Czyzewski v. Jevic Holding Corp., 580 U.S. ___ (2017) (Breyer, J.).
Response by Professor Bruce Markell
Geo. Wash. L. Rev. On the Docket (Oct. Term 2016)
Slip Opinion | Law360 | SCOTUSblog

Structured Lingchi: Czyzewski v. Jevic Holding Corp.

On March 23, 2017, the Supreme Court decided Czyzewski v. Jevic Holding Corp.1 (“Jevic“). Jevic presented an issue at the core of modern bankruptcy practice: How to deal with an open Chapter 11 bankruptcy case after the major participants are done with it. The parties sought to dismiss the case with conditions; the Court refused to approve it. This refusal subverts the so-called practice of “structured dismissals,” currently prevalent in Chapter 11 practice.

The origins of structured dismissals lie in the unique nature of a bankruptcy cases. When parties have no further use for a Chapter 11 case, one might think the answer would be a simple case dismissal. That’s the normal result in two-party litigation. The default treatment under Rule 41 of the Federal Rules of Civil Procedure is that dismissals are “without prejudice,” meaning that the litigation changed nothing, and the plaintiff is free to file again.

But bankruptcy is different. A bankruptcy case is a collective action, not unlike a class action by the debtor against all its creditors. One consequence of this characterization is that a bankruptcy debtor can’t just unilaterally dismiss its case, even if there is no objection. It must obtain court approval.

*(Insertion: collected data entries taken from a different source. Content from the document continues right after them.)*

PR #122, opened 2021-09-27
First step towards the new centrality task

victor-gonzalez:
So far a separated new task only tested by the
dpt-dpt correlations task


Common/TableProducer/centralityTable_new.cxx
```diff
@@ -0,0 +1,149 @@
...
+    mhVtxAmpCorrV0A = nullptr;
+    mhVtxAmpCorrV0C = nullptr;
+    mhMultSelCalibV0M = nullptr;
+  }
+
+  void process(soa::Join<aod::Collisions, aod::Mults>::iterator const& collision, aod::BCsWithTimestamps const&, aod::Tracks const& tracks)
+  {
+    /* check the previous run number */
+    auto bc = collision.bc_as<aod::BCsWithTimestamps>();
+    if (bc.runNumber() != mRunNumber) {
```
jgrosseo, line 86: This is for caching, right? In the future the CCDBConfigurable will do this automatically.

Common/TableProducer/centralityTable_new.cxx
```diff
@@ -0,0 +1,149 @@
...
+      LOGF(debug, "timestamp=%llu", bc.timestamp());
+      TList* callst = ccdb->getForTimeStamp<TList>("Users/v/victor/Centrality", bc.timestamp());
+
+      if (callst != nullptr) {
+        auto zvtxcalib = [callst](const char* tpname, const char* hname) {
+          TProfile* tp = (TProfile*)callst->FindObject(tpname);
```
jgrosseo, line 92: Why is this here and not stored already "ready to use" in the CCDB?

Common/TableProducer/centralityTable_new.cxx
```diff
@@ -0,0 +1,149 @@
...
+        auto multcalib = [callst](const char* ccdbhname, const char* hname) {
+          TH1* h = (TH1*)callst->FindObject(ccdbhname)->Clone(hname);
+          return h;
+        };
+        if (estV0M == 1) {
+          mhVtxAmpCorrV0A = zvtxcalib("hVtx_fAmplitude_V0A", "zvtxCalibV0A");
+          mhVtxAmpCorrV0C = zvtxcalib("hVtx_fAmplitude_V0C", "zvtxCalibV0C");
+          mhMultSelCalibV0M = multcalib("hMultSelCalib_V0M", "MultSelCalibV0M");
+          if ((mhVtxAmpCorrV0A != nullptr) and (mhVtxAmpCorrV0C != nullptr) and (mhMultSelCalibV0M != nullptr)) {
+            mV0MCallibrationStored = true;
```
jgrosseo, line 110: There is a typo in Calibration

Common/TableProducer/centralityTable_new.cxx
```diff
@@ -0,0 +1,149 @@
...
+          }
+        }
+        if (estSPD == 1) {
+          LOGF(fatal, "Calibraltion information estimated from SPD tracklets still not available");
```
jgrosseo, line 114: Also typo here :)

Common/TableProducer/centralityTable_new.cxx
```diff
@@ -0,0 +1,149 @@
...
+        if (estCL1 == 1) {
+          LOGF(fatal, "Calibraltion information estimated from CL1 still not available");
+        }
+        if (mV0MCallibrationStored) {
+          mRunNumber = bc.runNumber();
+        }
+      } else {
+        /* we dont change the run number to keep trying */
+        mV0MCallibrationStored = false;
+        LOGF(error, "Centrality calibration is not available in CCDB for run=%d at timestamp=%llu", bc.runNumber(), bc.timestamp());
```
jgrosseo, line 128: So if it is not found, we make one request per collision? This is not good I think because it makes a high load on the CCDB. I would not retry for this run then.

jgrosseo: Shouldn't the error be fatal?

Common/DataModel/Centrality_new.h
```diff
@@ -0,0 +1,35 @@
+// Copyright 2019-2020 CERN and copyright holders of ALICE O2.
```
jgrosseo, line 1: When we merge this, we will replace `Centrality.h` right away (and all uses of it of course)...

Common/TableProducer/centralityTable_new.cxx
victor-gonzalez: Good!
For the time being if the run number does not change the CCDB is only queried once

victor-gonzalez:
Sorry!
Wrong action!
Not ready for reviewing yet!
Still in draft!

Common/TableProducer/centralityTable_new.cxx
victor-gonzalez: Of course, if we so decide, we can store the zvtx calibration already ready to be used in the CCDB

Common/TableProducer/centralityTable_new.cxx
victor-gonzalez: Thanks!

Common/TableProducer/centralityTable_new.cxx
victor-gonzalez: :)

Common/TableProducer/centralityTable_new.cxx
victor-gonzalez: My logic was
a) if there is a glitch in the CCDB we don't discard the whole run, let's keep trying
b) if a run does not have calibration information perhaps others do, don't kill the workflow

But you are right a) will originate high load towards CCDB, and b) will make no sense if the CCDB is down for any reason.

I can set counters for both cases and act accordingly
- one counter for the number of tries on a concrete run number before we give up trying for that run and set all centralities out of range for that run
- one counter for the number of runs without CCDB access before we kill the workflow

or just act without any counters at all

Common/DataModel/Centrality_new.h
victor-gonzalez: Correct!
I did not do it because I had to change all usages of the `Cents` table
Perhaps we can do that as a previous step?

victor-gonzalez:
@ekryshen I don't know how to formally add you to the reviewers of this draft PR
I hope it will be enough with this 
Your inputs will be really appreciated
Thanks in advance!

Common/TableProducer/centralityTable_new.cxx
jgrosseo: I think this would be better. @ekryshen what do you think?

Common/TableProducer/centralityTable_new.cxx
jgrosseo: I don't think we need failsafe at many levels (CCDB will already try to get the file from all the replicas). We also resubmit the job on failure.
If we ask centrality for a run which is not available, it is better to bail out. So I would go for 
- no counter
- Fatal, right away

Common/TableProducer/centralityTable_new.cxx
victor-gonzalez: The calibration information for LHC18q and LHC18r are stored at CCDB fully processed there is nothing extra to do when loading them. The task has been modified accordingly

Common/TableProducer/centralityTable_new.cxx
victor-gonzalez: Fatal right away if the centrality calibration is not available or if it is corrupted (not the whole set of histograms are present)

Common/DataModel/Centrality_new.h
jgrosseo: We can do this in bulk once this is ready

ddobrigk:
Hi @victor-gonzalez, thank you very very much, this looks very good! Note that the files I sent you contain also other estimators, such as CL0 and CL1, in them already and that this could be done in a second step. 

For posterity, we may also want to have a broader discussion (with @jgrosseo and others) on standardizing estimator naming and especially how to proceed with the actual Run 3 data, where we may want to use FIT signals etc.

Common/DataModel/Centrality_new.h
victor-gonzalez: OK!

victor-gonzalez:
Thanks @ddobrigk 
Yes, the information in CCDB for CL0, CL1 and the other estimators, is already normalized and ready to be used by the centrality task. As the only information which is currently available/required is based on the V0M estimator, I believe it is better to go to production with only that estimator available (although based in V0A and V0C) and then progressively modify the centrality task to incorporate the other ones

jgrosseo:
Yes, before merging we should discuss the column names. Some of them should include Run2 I guess because we will not have an SPD in Run 3 for instance :)

ekryshen:
> Very nice! We should add your converted centrality files then to the production CCDB - I have asked access for you. What would be a good prefix? `Analysis/Centrality` ?

We already have /Centrality folder in the production CCDB:
http://alice-ccdb.cern.ch/browse
Similar to /EventSelection
Do you think it would be better to move everything to /Analysis? Then we should ask Costin to clean up.

victor-gonzalez:
Very good!
The upload takes few seconds only
Should we leave the current calibration for LHC15o?
I can remove it before uploading the new one

victor-gonzalez:
> > > Very nice! We should add your converted centrality files then to the production CCDB - I have asked access for you. What would be a good prefix? `Analysis/Centrality` ?
> > 
> > 
> > We already have /Centrality folder in the production CCDB: http://alice-ccdb.cern.ch/browse Similar to /EventSelection Do you think it would be better to move everything to /Analysis? Then we should ask Costin to clean up.
> 
> Sorry for this. Yes, we should keep the old path. However, then we cannot upload yet the objects, because the old centrality task will stop working...

The old path is `Centrality/CumMultV0M` which is not any longer representative because the new calibration information incorporates estimation from other detectors.
I guess we should use directly the `Centrality` prefix
But having in mind that the next step we are addressing is the pp multiplicity percentiles, does it make sense to have a common `CentralityMultiplicity` prefix?

jgrosseo:
Thanks. So we will not have an issue with name clashes. 
I see your point but `CentralityMultiplicity` is not nice. So due to lack of other suggestions I'd keep `Centrality`
You can then already upload your objects into `Centrality/Estimators` ?

victor-gonzalez:
Also the conflicts were resolved

victor-gonzalez:
`LHC15o`, `LHC18q` and `LHC18r` centrality calibration and estimation information is already uploaded to the `CCDB` production endpoint under `Centrality/Estimators` 
Nice output from the `centrality-qa` from three data files from two different runs from `LHC15o`
[https://cernbox.cern.ch/index.php/s/PBnkasvlHFxkJgO](https://cernbox.cern.ch/index.php/s/PBnkasvlHFxkJgO)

If the court grants that approval, then section 349 of the Bankruptcy Code provides that everyone goes back to square one; state court receiverships pending when the bankruptcy case was filed are reinstated; transfers or liens avoided during the case are reversed.2 More broadly, all bankruptcy court orders are vacated, and the bankruptcy estate, created by the filing of the case, is dissolved, with all property vested in the estate revesting in the debtor.

Or at least that is what supposed to happen. Sometime within the last decade, or even earlier, lawyers began to believe that a bankruptcy case could be dismissed with many of its benefits retained. After all, section 349 itself allows its consequences to be changed “for cause.” So if a Chapter 11 debtor sells its assets, and the secured creditor receives the proceeds, there is no need to continue the case, even if the secured creditor requires (usually at the bankruptcy court’s insistence) that a few crumbs be thrown to the unsecured creditors before the actual act of dismissal.

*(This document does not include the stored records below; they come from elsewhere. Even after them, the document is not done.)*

PR #124, opened 2021-09-28
Added a producer task for PID ML data. To be used on Hyperloop.

saganatt:
Hi @jgrosseo ,

In general, I didn't consider merging unstable machine-learning PID codes for now, but apparently only master versions can be ran on Hyperfloop? In that case, could you accept this small task? It would make easier to pre-process much larger pieces of data for ML input.
Let me know if there is any issue with the task code or whether it should be put in another place.


jgrosseo (changes requested):
There is no problem, but the task has to go elsewhere.

Table producing tasks are in the TableProducer folder and we have to put this into a PWG folder. Which one?

jgrosseo:
Maybe PWGPP for now?

saganatt:
OK, I put it in PWGPP for now.

jgrosseo (approved):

Thus was born the “structured dismissal.” The Court looked to the recent American Bankruptcy Institute study for examples of these types of dismissal. That study described a structured dismissal as a: “hybrid dismissal and confirmation order . . . that . . . typically dismisses the case while, among other things, approving certain distributions to creditors, granting certain third-party releases, enjoining certain conduct by creditors, and not necessarily vacating orders or unwinding transactions undertaken during the case.”3

But back to the Supreme Court. Jevic reversed the Third Circuit’s approval of a structured dismissal. The gist of the reversal can be found in the facts of the case. Jevic was the subject of a leveraged-buyout gone bad. When Jevic filed for Chapter 11 bankruptcy, all its assets were in hock, and its secured creditors quickly arranged a sale of the assets to their benefit. The unsecured creditors committee was also busy. It sued the lenders to avoid the liens created as part of the leveraged buyout under fraudulent transfer theory.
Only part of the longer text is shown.